You are confused about several things here, but one easy way of writing the function is:
int * fun()
{
int * ptr = (int*)malloc(sizeof(int));
* ptr = 115;
return ptr;
}
You are now responsible for freeing the memory, so in main():
int * ip = fun();
printf( "%d", * ip );
free( ip );
The alternative is to pass the address of apointer (a pointer to a pointer) to the function:
void fun( int ** pp )
{
* pp = (int*)malloc(sizeof(int));
** pp = 115;
}
then your code in main() looks like:
int * ip;
fun( & ip );
printf( "%d", * ip );
free( ip );
I think you can see that the first function is simpler to use.

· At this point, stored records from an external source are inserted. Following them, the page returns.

PR #4604, opened 2023-01-12
Add option to export FD coordinates in ExportCoords executable

knelli2:
## Proposed changes

Just allows you to export the coordinates of a domain with FD spacing or DG spacing. This will still actually work for curved/time dependent meshes because all we are doing are exporting coordinates. No evolution is actually happening.

Here is a 5x5x5 aligned lattice with a single refinement in the x direction on both a DG grid and a FD grid.

DG Grid:
image

FD Grid:
image

### Upgrade instructions

Add an option called `ActiveGrid:` to the `SpatialDiscretization:` block of your ExportCoordinates input file. Choose either `Dg` or `Subcell` for the active grid.

### Code review checklist

  Then open `index.html`.
  `new feature` if appropriate.

### Further comments

A future optimization could be to add the ability to specify which blocks output FD and which output DG.

### DIFF
--- a/src/Executables/ExportCoordinates/ExportCoordinates.hpp
+++ b/src/Executables/ExportCoordinates/ExportCoordinates.hpp
@@ -19,6 +19,8 @@
 #include "Domain/Protocols/Metavariables.hpp"
 #include "Domain/Structure/ElementId.hpp"
 #include "Domain/Tags.hpp"
+#include "Evolution/DgSubcell/Mesh.hpp"
+#include "Evolution/DgSubcell/Tags/ActiveGrid.hpp"
 #include "Evolution/DiscontinuousGalerkin/DgElementArray.hpp"
 #include "Evolution/Initialization/DgDomain.hpp"
 #include "Evolution/Initialization/Evolution.hpp"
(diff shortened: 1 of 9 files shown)


src/Executables/ExportCoordinates/ExportCoordinates.hpp
```diff
@@ -195,6 +197,50 @@ struct FindGlobalMinimumGridSpacing {
...
+      "This will be applied to all elements in the domain. If want to export "
+      "the FD grid, the number of grid points in each element will be 2N-1, "
+      "rather than N."};
+  using group = SpatialDiscretization::OptionTags::SpatialDiscretizationGroup;
+};
+}  // namespace OptionTags
+
+namespace Tags {
+struct UseDgGrid : db::SimpleTag {
+  using type = bool;
```
kidder: Instead of a bool please use the ActiveGrid enum.  I would find this to be much clearer.

kidder (changes requested):

src/Executables/ExportCoordinates/ExportCoordinates.hpp
knelli2: I didn't know that existed, thanks for letting me know!

kidder (approved):

nilsdeppe (approved):

PR #4605, opened 2023-01-13
Add Composition coord map

nilsvu:
## Proposed changes

This makes Jacobians available in Python, which in turn will allow us to take derivatives and integrals over volume data (edit: deferred to next PR).

We can later consider replacing ElementMap with the Composition coordinate map that I'm adding here.

### Code review checklist

  Then open `index.html`.
  `new feature` if appropriate.

### DIFF
--- a/src/Domain/CoordinateMaps/Composition.hpp
+++ b/src/Domain/CoordinateMaps/Composition.hpp
@@ -1,0 +1,227 @@
+// Distributed under the MIT License.
+// See LICENSE.txt for details.
+
+#pragma once
+
+#include <cstddef>
+#include <memory>
+#include <pup.h>
+#include <tuple>
+#include <type_traits>
+#include <unordered_map>
+#include <utility>
+#include <vector>
+
+#include "DataStructures/Tensor/Tensor.hpp"
+#include "Domain/CoordinateMaps/CoordinateMap.hpp"
+#include "Domain/FunctionsOfTime/FunctionOfTime.hpp"
+#include "Parallel/CharmPupable.hpp"
+#include "Utilities/TMPL.hpp"
+
+namespace domain::CoordinateMaps {
+
+/*!
+ * \brief A composition of coordinate maps at runtime
+ *
+ * Composes a sequence of `domain::CoordinateMapBase` that step through the
+ * `Frames`. The result is another `domain::CoordinateMapBase`. This is
+ * different to `domain::CoordinateMap`, which does the composition at compile
+ * time. The use cases are different:
+ *
+ * - Use `domain::CoordinateMap` to compose maps at compile time to go from one
+ *   (named) frame to another using any number of coordinate transformation. The
+ *   coordinate transformations are concatenated to effectively form a single
+ *   map, and intermediate frames have no meaning. This has the performance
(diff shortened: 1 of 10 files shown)


src/Domain/CoordinateMaps/Composition.hpp
```diff
@@ -0,0 +1,212 @@
...
+ *   domain::element_to_block_logical_map), then deforms the logical cube to a
+ *   wedge using the map described above (Grid frame), and then rotates the grid
+ *   with a time-dependent rotation map (Inertial frame).
+ *
+ * \warning Think about performance implications before using this Composition
+ * class. In an evolution it's usually advantageous to keep at least some of the
+ * maps separate, e.g. to avoid reevaluating the static maps in every time step.
+ * You can also access individual components of the composition in this class.
+ */
+template <typename Frames, size_t Dim,
```
nilsdeppe, line 62: can you document the `Frames` template parameter?

Is it possible to write deduction guidelines for the constructor? That would be extremely handy for a class like this...

tests/Unit/Domain/CoordinateMaps/Test_Composition.cpp
```diff
@@ -0,0 +1,151 @@
...
+  CHECK_FALSE(map.is_identity());
+  CHECK_FALSE(map.inv_jacobian_is_time_dependent());
+  CHECK_FALSE(map.jacobian_is_time_dependent());
+
+  const auto xi =
+      make_with_random_values<tnsr::I<DataVector, 2, Frame::ElementLogical>>(
+          make_not_null(&generator), make_not_null(&logical_dist),
+          DataVector(5));
+  const auto x = map(xi);
+  const auto jacobian = map.jacobian(xi);
```
nilsdeppe, line 76: given the non-trivial math being done in the implementation, can you test a 3d map with a full jacobian? At least that jac * inv_jac == identity. Seems tough to get that property to hold by luck :)

nilsdeppe (changes requested):
you can squash immediately :)

src/Domain/CoordinateMaps/Composition.hpp
nilsvu: deduction seems to work 👍 see fixup

tests/Unit/Domain/CoordinateMaps/Test_Composition.cpp
```diff
@@ -39,13 +39,12 @@ void test_composition() {
...
   const ElementId<2> element_id{0, {{{1, 0}, {0, 0}}}};
-  const Composition<
-      tmpl::list<Frame::ElementLogical, Frame::BlockLogical, Frame::Inertial>,
-      2>
-      map{element_to_block_logical_map(element_id),
-          std::make_unique<
-              CoordinateMap<Frame::BlockLogical, Frame::Inertial, Affine2D>>(
-              Affine2D{{-1., 1., 0., 1.}, {-1., 1., 1., 3.}})};
+  // Testing template deduction here
+  const Composition map{
```
nilsdeppe, line 45: Nice! This is a lot simpler :+1:

nilsdeppe (commented):
LGTM, please squash!

nilsdeppe (approved):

You need to pass the address of the pointer in main if you want to change it:
fun(&ptr);
(and change fun appropriately, of course)
At the moment, it's changing the local variable ptr inside the function, and of course that change doesn't magically appear anywhere else.
You're passing the ptr by value to fun. fun will recieve a copy of ptr which will be modified. You need to pass ptr as int**.
void fun(int** ptr)
{
*ptr = (int*)malloc(sizeof(int));
**ptr = 115;
}
and call it with:
fun(&ptr);
(I also removed the return value from fun since it wasn't used)
The variable int* ptr is passed by value to the function fun. So the value assigned to ptr inside the function using ptr = (int*)malloc(sizeof(int)); will not be reflected outside the function. So when you do a = *ptr; in main() you are trying to use an un-initialized pointer. If you want to to reflect the changes done to ptr outside the function then you need to change the signature of fun to fun(int** ptr) and do *ptr = (int*)malloc(sizeof(int));
Remember that if you want a function to modify the value of an argument, you must pass a pointer to that argument. This applies to pointer values; if you want a function to modify a pointer value (not what the pointer points to), you must pass a pointer to that pointer:
void fun (int **ptr)
{
/**
* Do not cast the result of malloc() unless you are
* working with a *very* old compiler (pre-C89).
* Doing so will supress a valuable warning if you
* forget to include stdlib.h or otherwise don't have
* a prototype for malloc in scope.
*
* Also, use the sizeof operator on the item you're
* allocating, rather than a type expression; if you
* change the base type of ptr (say from int to long),
* then you don't have to change all the corresponding
* malloc() calls as well.
*
* type of ptr = int **
* type of *ptr = int *
* type of **ptr = int
*/
*ptr = malloc(sizeof **ptr);
*ptr = 115;
}
int main(void)
{
int *p;
fun(&p);
printf("Integer value stored at %p is %d\n", (void *) p, *p);
return 0;
}
BTW, you have a type mismatch in your example; your initial declaration of fun returns an int *, but the definition returns void.